Well, this was quite a long post so if you read all of it then please accept my thanks and congratulations.

This was mainly about all the small things, so if you noticed the Blink 182 song references, well done - carry me home! 


Notes

The deprivation ranking is somewhat England-centric. You can read more about the new UK deprivation data I used for the new charts on Alex Parsons' repo for the project. This new iteration is all possible because of the great work Alex did. If you want to follow the method then you should definitely read his notes on this - as well as the bit on mapping (which I provided some of the text for). There are four different files you could use to create a UK-wide constituency ranking. I used the UK_IMD_E.csv file, but the overall pattern is not likely to change much when you use the others. I also used the most recent mid-year population estimates (2019) for weighting.

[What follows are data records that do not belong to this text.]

PR #32579, opened 2022-09-08
new packages: py-arm-pyart and dependencies

glennpj:
- py-arm-pyart
- py-cylp
- rsl

### DIFF
--- a/var/spack/repos/builtin/packages/py-arm-pyart/StringIO.patch
+++ b/var/spack/repos/builtin/packages/py-arm-pyart/StringIO.patch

The individual ranks of constituencies are likely to move slightly up and down if you use a different method but, on the whole, I am confident they are in the right place. 

Feel free to use, re-use, improve or otherwise adapt this - I know there are many, many people with better skills and ideas than me so this is very much a starting point.

If I spot any typos or other errors I'll back later to clean them up.